The dilemma into which such discussions lead us is aptly stated by Dr. Pilsbry. If we do not accept the hypothesis of a Pacific continent, we have to explain the cessation of the means of transportal in later geological times, since this is implied in the isolation necessary for the development of peculiar characters in a fauna or a flora. This was the dilemma that presented itself to me in studying the origin of the Fijian plants. Assuming on geological grounds that the insular condition had been always maintained I had to explain the differentiation in the inland plants, or in other words to account for the failure of the means of transportal that once existed. Since this subject bears directly on the past condition of the Fiji Islands, I may be pardoned for referring to it here. It belongs properly to the second volume which it is proposed to devote to the dispersal and distribution of Pacific plants; but as I contest the pre-existence of a Pacific continent, it is fitting though not necessary that this difficulty should be faced at once.

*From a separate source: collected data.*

PR #1972, opened 2014-04-14
Support importing from npm packages

### LINKED ISSUE #1965: Support for importing from npm packages: `@import (npm) ...`
I want to propose a new feature which would allow to import less/css files from inside npm packages using Node module resolution algorithm (e.g. searching package inside `node_modules` directory in the current directory and up the tree, see Node [docs](http://nodejs.org/api/modules.html#modules_all_together) for more details).

The syntax I propose is:

```
@import (npm) ...
```

which naturally extends import options available today. I think it would be nice to have `npm` import option to be compatible with other options such as `reference`, `inline` and so on.

The motivation for this is simple — [browserify](http://browserify.org)+[npm](http://npmjs.org) become more and more popular for developing browser applications in a modular fashion. I think it would be nice to have the same degree of modularity when writing stylesheets with less.

For the reference, there's already an [implementation](https://github.com/ForbesLindesay/less-file) of `@import (npm) ...`. I think having this in core would enable much more straightforward usage and will allow to keep this feature in sync with less development.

If we in imagination combine in a typical island the characters of the flora presented by islands of different elevation in the Pacific we get a result of this kind in an island of the height of Hawaii, nearly 14,000 feet. The littoral plants of such an island are found all over the coasts of the tropical Pacific, and for the explanation of this fact we look mainly to the agency of the ocean-currents. The plants of the mountain summit, belonging to the temperate genera of Geranium, Rubus, Ranunculus, Vaccinium, &c., are represented at least generically on the tops of the lofty ranges of the Pacific coasts and in the interior of the continents; and we find the explanation of the wide diffusion of such plants in the agency of the migrant birds that at no distant time, if not actually in our own time, were regular visitors to these mountain regions. The plants of the marsh, of the stream, and of the pond, belong often to species that occur in similar stations over a great portion of the world, such as species of Drosera, Ruppia, Potamogeton, &c.; and here the agency of wild duck and other waterfowl may be observed in active operation.

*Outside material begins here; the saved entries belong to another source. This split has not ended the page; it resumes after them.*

PR #2054, opened 2014-06-12
allow `less.modifyVars` option to overwrite variable before initial parse

t83714:
When Set options in a global less object before loading the less.js script, less.modifyVars config option doesn't work as promised here:

http://lesscss.org/usage/#using-less-in-the-browser-poll

It will be useful when you define variable default value in a less file and overwrite default in the runtime before the first time parse.

e.g. overwrite the default value using the value in cookie

### DIFF
--- a/lib/less/browser.js
+++ b/lib/less/browser.js
@@ -645,6 +645,7 @@ for (var i = 0; i < links.length; i++) {
 // With this function, it's possible to alter variables and re-render
 // CSS without reloading less-files
 //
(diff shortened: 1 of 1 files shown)


lukeapage:
I have implemented part of this - less will no longer cache if modifyVars is set.
less has moved on too much, so if you want to change that to cache the modify vars and compare it, please make a new pr and I will merge it.
Sorry this didn't get merged in time.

But when in such an island we regard the intermediate region between the uplands and the coast, usually the forest-zone, we find an area of change not only for the plants but also for the birds. It is here that the new genera of plants have been developed that distinguish the floras of the Pacific groups each from the others; and here also the migrant bird, having from some cause changed its ways, has given rise to new varieties and to new species. It is with this loss of the migratory powers of the birds of the forest-zone that I connect many of the important differences between the forest-floras of the different groups of the Pacific. At one time, it would seem, birds were far more active agents in dispersing seeds and fruits over these archipelagoes than they are at present; but it is not held that this is concerned with the extermination and extinction of the birds of these islands in the present day. The change dates far back and is far-reaching in its effects. It is assumed in this argument that the alpine plant and the plant of the pond and of the sea-shore preserve their characters by reason of the means of free dispersal that they still enjoy; and it is inferred that the plant of the forest-zone has varied more because opportunities of transportal of its kind no longer are afforded. Many a line of ancient migration is now broken.

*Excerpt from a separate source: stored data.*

PR #2224, opened 2014-10-10
Simplified way to compile less from java without input/output file requirement

artfiedler:
-Lib used is Rhino 1.7R4
-Place less-rhino & lessc-rhino in META-INF
-Takes string input and return string output


seven-phases-max:
Closing since the PR can't be merged anymore (and currently we have no Rhino version anyway).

It is suggested that in the past when birds were more generalised in type they were much more migratory in habits and that limitation of range has been associated with specialisation. The plants dispersed by the birds have undergone a parallel series of changes. At first widely distributed, as in the more generalised types of birds, they became localised in proportion as the birds to which they owed their means of dispersal lost their migratory ways; and both plant and bird began to vary. There is, I am convinced, a profound connection between birds and plants, of which we now perceive only the last of a long series of changes. This subject will be dealt with at length in the volume on plant-dispersal; and it is only referred to here to illustrate my contention that we have yet much to learn before it would be safe to look to hypothetical changes of sea and land to explain difficulties in distribution.